A brief discussion about the AGOA trade agreement and what it means for the U.S.
What is AGOA?
The African Growth and Opportunity Act (AGOA) is a preferential trade program meant to establish closer ties between the United States and selected countries in Sub-Saharan Africa. Initially approved for fifteen years under President Clinton on May 18, 2000, it was extended for another ten years in 2015 with an end-date for 2025. AGOA marked a fundamental shift in the US policy towards Sub-Saharan Africa as it was previously defined by ‘‘Cold war calculations, donor-recipient relations, aid for poverty alleviation and emergency relief’’.
How does it work?
As a form of economic integration, AGOA is a trade pact that reduces the import tariffs on certain products from countries who are parties to the program. It does not absolutely cancel out tariffs. The AGOA legislation is unilateral and non-reciprocal. This means that trade preferences relate only to the opening of US markets to the qualifying countries. In order to qualify for the AGOA program, countries are required to meet a number of conditions on an ongoing basis. Where such requirements are not met, the country’s preferential access can be suspended.
What does it cover?
AGOA covers more than 6,000 products using the HTS-8 Tariff Classification.

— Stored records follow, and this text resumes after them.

PR #280, opened 2016-04-28
add optional argument to specify thread count for blastn

tomkinsc:


dpark01:
Good catch. One thing though: what is the default behavior of blastn if this parameter is omitted? Instead of setting the default to 4, can we just set the default to None (and don't specify anything to blastn if threads is None)?

tomkinsc:
The [default](https://www.ncbi.nlm.nih.gov/books/NBK279675/) for `blastn` is to run with one thread. Four threads seemed like a reasonably default since most systems these days are likely to have four cores or two hyper threaded cores. Even in the case where it would be running on a single core, the penalty of running of running four threads shouldn't be huge since the search threads are reasonably independent with minimal sync overhead, so it'll mostly look like single-threaded sequential operation.

We can certainly change the default value.

PR #2454, opened 2021-06-25
Dev Always deleted by antivirus software, please release a version that will not be recognized as a virus.

wxysystem32:
Always deleted by antivirus software, please release a version that will not be recognized as a virus.
image


Spudz76:
Impossible, whitelist the folder.

PR #2484, opened 2021-07-15
ZeroMQ support for solo mining

SChernykh:
Gets new blocks from daemon immediately without polling, saving ~0.5 seconds on average when daemon gets new block from the network. Also saves some CPU cycles because it doesn't need to poll daemon every second.

Testing: add "daemon-zmq-port": 28083 to xmrig's pool config in config.json and run ./monerod --testnet --zmq-pub tcp://127.0.0.1:28083


Deep0310:
Help me set github

Pada tanggal Kam, 15 Jul 2021 16.28, SChernykh ***@***.***>
menulis:

PR #2512, opened 2021-08-07
Show the number of transactions in pool job

SChernykh:
Useful to check if pool/proxy is working properly and can also be used to compare different pools.


SChernykh:
But it's always visible

Lonnegan:
Yes, you are right. Why couldn't I see it yesterday?! Downloaded the wrong version? Forget my last post, please. ;-)

PR #2548, opened 2021-08-19
Added automatic coin detection for daemon mining

xmrig:
Previously added wallet address parser now used to detect coin by user specified wallet address for daemon mining. That mean `coin` and `algo` option is not required for following coins:
- Monero
- Wownero
- Sumokoin 
- ArQmA
- Wownero
- DERO

List of coins may extend in future.


dodgeyan11223:
how to download software and start mining?

PR #2583, opened 2021-09-16
Fix --threads generates "*" profile without "kawpow":false to negate it.

Spudz76:
When generating a catch-all Asterisk thread profile for CPU backend, it enables kawpow.

Fix is to generate a `kawpow:false` to negate the catch-all and ensure kawpow is always deeply disabled for CPU.

### DIFF
--- a/src/core/config/ConfigTransform.cpp
+++ b/src/core/config/ConfigTransform.cpp
@@ -43,6 +43,7 @@ static const char *kAsterisk    = "*";
 static const char *kEnabled     = "enabled";
 static const char *kIntensity   = "intensity";
 static const char *kThreads     = "threads";
+static const char *kKawPow      = "kawpow";
 
 
 static inline uint64_t intensity(uint64_t av)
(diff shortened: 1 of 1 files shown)


xmrig:
1. KawPow always disabled for CPU https://github.com/xmrig/xmrig/blob/dev/src/backend/cpu/CpuConfig.cpp#L112 or I missed something?
2. Don't need define "kawpow" string it already exists as `Algorithm::kKAWPOW_RVN`.

Thank you.

Spudz76:
1. When patched with the `algo-perf` feature KawPow does attempt to act as if it's viable, and fails to init KawPow on CPU (obviously unworkable) and then sits there forever.  This is because `algo-perf` will test any algo that has a configuration, whether the backend actually supports it or not, and the asterisk profile makes every algo have a configuration.  This patch forces KawPow to always be disabled even when using the threads option.  There is no reason to not set it false when generating a catch-all profile for CPU.  IMO there is no reason to even use `--threads` but people keep doing it anyway.

2. Algorithm.h is not included in the scope of that file as far as I could tell and importing it for one string seemed dumb.

Just trying to have less junk in the MO patch set that could be atomically upstreamed and reduce maintenance when rebasing (restoring cn-gpu and adding panthera and algo-perf is plenty of non-upstreamable work to have to deal with).  For example and IMO, `algo-perf` should be included in core since at least three pools support it (adhoc new stratum extension) but it's currently a bit hacky how it integrates and was there before the internal benchmarking feature.  So I also understand why it's not really clean enough to accept as-is.  It seems like it should use the Benchmark class now that it exists, too, but it might not know how to test anything but RandomX.

xmrig:
> importing it for one string seemed dumb.

With importing the resulting binary will contain only one `kawpow` string, without 2.
Thank you.

Issue #2574, opened 2021-09-07
Unable to find entry point GetHostNameW in WS2_32.dll


jututt:
When trying launching latest 6.15.0 on my Win7 x64 machines, both GCC and MSVC, it crashes and displays error message as per title (roughly translated to english by me).
Previous 6.14.1 works fine

xmrig:
Seems libuv dropped support for Windows 7 https://github.com/libuv/libuv/issues/3260 
Thank you.

Spudz76:
Thanks for the heads-up, I will be running Win7 until the end of ESU ([January 10, 2023](https://docs.microsoft.com/en-us/lifecycle/faq/extended-security-updates)) guess the workaround is to not upgrade libuv unless they reverse their terrible decision.

SChernykh:
#2586

jututt:
closed with 6.15.1

PR #2586, opened 2021-09-17
Fixed Windows 7 compatibility

### LINKED ISSUE #2585: No working
When I compile doesn't work because GetHostNameW is missing from ws2_32.dll. I'm using window 7.

SChernykh:
Fixes #2585


xmrig:
Also fixes #2574

PR #2599, opened 2021-09-22
Improve compiler version strings

Spudz76:
* Add full MSVC version info
* Add ICC version display including backing GCC version (previously just said backing GCC version)


xmrig:
I will not merge this PR, reasons:
 
- I don't like the verbose version for MSVC, just 2019 is good enough for the purpose.
- Intel compiler support is outdated, it doesn't handle the new "one" compiler based on Clang.
- Recent version of the classic Intel compiler screwed up `__INTEL_COMPILER`, it just 2021 number now, which is not a full version.
- Slowly upcoming base handles all versions in single place with unified access https://github.com/xmrig/base/blob/master/kernel/Versions.cpp.

Thank you.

The HTS refers to the U.S. Harmonised Tariff System that is based on the internationally standardized Harmonized Commodity Description and Coding System managed by the World Customs Organization.
Where does it stands today?
Despite increasing AGOA imports totalling $13.8 billion in 2017, many challenges still plague the program. Many local traders and officials cite the following: long and complicated process making it difficult for artisan groups and small traders to join the program, communication issues due to language barriers, low soft and enabling infrastructure.